===== GIVEN RECORDS

PR #569, opened 2019-01-29
APPDEV-1251 Close app if mandatory network connection is unavailable

madhuvardan-CMI:
Application will now close upon clicking "ok" button in alert dialog which is displayed when there is no network available at the Launch Activity

### DIFF
--- a/app/src/main/java/nu/yona/app/ui/LaunchActivity.java
+++ b/app/src/main/java/nu/yona/app/ui/LaunchActivity.java
@@ -141,10 +141,16 @@ public class LaunchActivity extends BaseActivity
 	{
 		if (!AppUtils.isNetworkAvailable(YonaApplication.getAppContext()))
 		{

==========

## PROBLEM TO SOLVE
Check each line of the entries for "main" and copy those that have it.

## COMPLETED EXERCISE
--- a/app/src/main/java/nu/yona/app/ui/LaunchActivity.java
+++ b/app/src/main/java/nu/yona/app/ui/LaunchActivity.java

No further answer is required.